■ Problem to solve ■
Copy the records below character for character.
==*==
PR #498, opened 2024-09-19
Fix resuming `next_frame` after `UnexpectedEof` (APNG trouble).

anforowicz:
Fuzzing found an example of an animated PNG that would trigger an assert in `fn read_until_image_data`, indicating that some `image_data` is unexpectedly appended into a throw-away `buf`.  This example is being added to `fuzz/corpus/buf_independent/regressions/...`.  This example was originally reported at
https://oss-fuzz.com/testcase-detail/6611224761008128

In the example, a sequence of `IDAT` chunks was interleaved with some other (ignored, unrecognized) chunks.  During normal, non-interrupted decoding `fn next_frame` would advance to the invalid next sequence of consecutive chunks and decode them.  OTOH when resuming decoding after `UnexpectedEof` `fn next_frame` would see that it is still not at the expected frame, and `fn read_until_image_data` would end up decoding some image data and failing `assert!(buf.is_empty())`.

The problem described above is fixed by adding checks that an `IDAT` sequence may only start once per PNG file + that an `fdAT` sequence may only start if we've seen an `fcTL` chunk after the previous `fdAT` sequence has terminated.


src/decoder/stream.rs
```diff
@@ -770,22 +793,25 @@ impl StreamingDecoder {
                     self.current_chunk.type_ = type_str;
                     self.inflater.finish_compressed_chunks(image_data)?;
                     self.inflater.reset();
+                    self.ready_for_idat_chunks = false;
```
kornelski, line 796: Why is it set to `false` after `IDAT` too? There could be multiple consecutive `IDAT`s.

anforowicz: Here we do not have **consecutive** `IDAT`s:

* At a high-level this piece of code handles transitioning from 1-or-more-IDAT-chunks to some-other-chunk.  For example - when that happens we flush the remaining decompressed data out of `self.inflater`).
* On old lines 767-768 (new lines 790-791) above the new `type_str` is not an `IDAT` anymore, because it is different from the previous chunk's `self.current_chunk.type_`.

PR #499, opened 2024-09-19
Avoid infinite loops in `buf_independent` fuzzer after real EOF.

anforowicz:
A truncated PNG file can legitimately result in an `UnexpectedEof` error being reported.  Before this commit, `fn retry_after_eofs` in the `buf_independent.rs` fuzzer would repeatedly try to resume such unresumable input.

Fuzzing found an example that illustrates the problem described above. This example is being added to
fuzz/corpus/buf_independent/regressions/.... This example was originally reported at https://oss-fuzz.com/testcase-detail/5790077345660928


fuzz/fuzz_targets/buf_independent.rs
```diff
@@ -75,49 +75,65 @@ mod intermittent_eofs {
...
-            if self.enabler.is_enabled() && self.eof_soon {
+            if self.controller.are_intermittent_eofs_enabled() && self.eof_soon {
                 self.eof_soon = false;
                 return Ok(0);
             }
 
             self.eof_soon = true;
-            self.inner.read(buf)
+            let inner_result = self.inner.read(buf);
+            match inner_result.as_ref() {
```
kornelski, line 97: Just FYI this can be codegolfed:

```rust
    if res.as_ref().is_ok_and(|&b| b == 0) {
    }

    if res.as_ref().ok() == Some(&0) {
    }

    if let Ok(0) = &res {
    }
```

fuzz/fuzz_targets/buf_independent.rs
```diff
@@ -75,49 +75,65 @@ mod intermittent_eofs {
...
+            }
+
+            inner_result
         }
     }
 
-    pub struct Enabler {
-        is_enabled: RefCell<bool>,
+    pub struct EofController {
+        are_intermittent_eofs_enabled: RefCell<bool>,
```
kornelski, line 107: For copyable types `Cell<bool>` works as well, and has zero overhead

fuzz/fuzz_targets/buf_independent.rs
anforowicz: Nice!  Thanks for the suggestion.  Done.

fuzz/fuzz_targets/buf_independent.rs
anforowicz: Thanks for the feedback - I didn't realize this was an option.  I like the resulting simplification.  Done.

HeroicKatora (approved):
==*==
■ Answer ■
PR #498, opened 2024-09-19
Fix resuming `next_frame` after `UnexpectedEof` (APNG trouble).

anforowicz:
Fuzzing found an example of an animated PNG that would trigger an assert in `fn read_until_image_data`, indicating that some `image_data` is unexpectedly appended into a throw-away `buf`.  This example is being added to `fuzz/corpus/buf_independent/regressions/...`.  This example was originally reported at
https://oss-fuzz.com/testcase-detail/6611224761008128

In the example, a sequence of `IDAT` chunks was interleaved with some other (ignored, unrecognized) chunks.  During normal, non-interrupted decoding `fn next_frame` would advance to the invalid next sequence of consecutive chunks and decode them.  OTOH when resuming decoding after `UnexpectedEof` `fn next_frame` would see that it is still not at the expected frame, and `fn read_until_image_data` would end up decoding some image data and failing `assert!(buf.is_empty())`.

The problem described above is fixed by adding checks that an `IDAT` sequence may only start once per PNG file + that an `fdAT` sequence may only start if we've seen an `fcTL` chunk after the previous `fdAT` sequence has terminated.


src/decoder/stream.rs
```diff
@@ -770,22 +793,25 @@ impl StreamingDecoder {
                     self.current_chunk.type_ = type_str;
                     self.inflater.finish_compressed_chunks(image_data)?;
                     self.inflater.reset();
+                    self.ready_for_idat_chunks = false;
```
kornelski, line 796: Why is it set to `false` after `IDAT` too? There could be multiple consecutive `IDAT`s.

anforowicz: Here we do not have **consecutive** `IDAT`s:

* At a high-level this piece of code handles transitioning from 1-or-more-IDAT-chunks to some-other-chunk.  For example - when that happens we flush the remaining decompressed data out of `self.inflater`).
* On old lines 767-768 (new lines 790-791) above the new `type_str` is not an `IDAT` anymore, because it is different from the previous chunk's `self.current_chunk.type_`.

PR #499, opened 2024-09-19
Avoid infinite loops in `buf_independent` fuzzer after real EOF.

anforowicz:
A truncated PNG file can legitimately result in an `UnexpectedEof` error being reported.  Before this commit, `fn retry_after_eofs` in the `buf_independent.rs` fuzzer would repeatedly try to resume such unresumable input.

Fuzzing found an example that illustrates the problem described above. This example is being added to
fuzz/corpus/buf_independent/regressions/.... This example was originally reported at https://oss-fuzz.com/testcase-detail/5790077345660928


fuzz/fuzz_targets/buf_independent.rs
```diff
@@ -75,49 +75,65 @@ mod intermittent_eofs {
...
-            if self.enabler.is_enabled() && self.eof_soon {
+            if self.controller.are_intermittent_eofs_enabled() && self.eof_soon {
                 self.eof_soon = false;
                 return Ok(0);
             }
 
             self.eof_soon = true;
-            self.inner.read(buf)
+            let inner_result = self.inner.read(buf);
+            match inner_result.as_ref() {
```
kornelski, line 97: Just FYI this can be codegolfed:

```rust
    if res.as_ref().is_ok_and(|&b| b == 0) {
    }

    if res.as_ref().ok() == Some(&0) {
    }

    if let Ok(0) = &res {
    }
```

fuzz/fuzz_targets/buf_independent.rs
```diff
@@ -75,49 +75,65 @@ mod intermittent_eofs {
...
+            }
+
+            inner_result
         }
     }
 
-    pub struct Enabler {
-        is_enabled: RefCell<bool>,
+    pub struct EofController {
+        are_intermittent_eofs_enabled: RefCell<bool>,
```
kornelski, line 107: For copyable types `Cell<bool>` works as well, and has zero overhead

fuzz/fuzz_targets/buf_independent.rs
anforowicz: Nice!  Thanks for the suggestion.  Done.

fuzz/fuzz_targets/buf_independent.rs
anforowicz: Thanks for the feedback - I didn't realize this was an option.  I like the resulting simplification.  Done.

HeroicKatora (approved):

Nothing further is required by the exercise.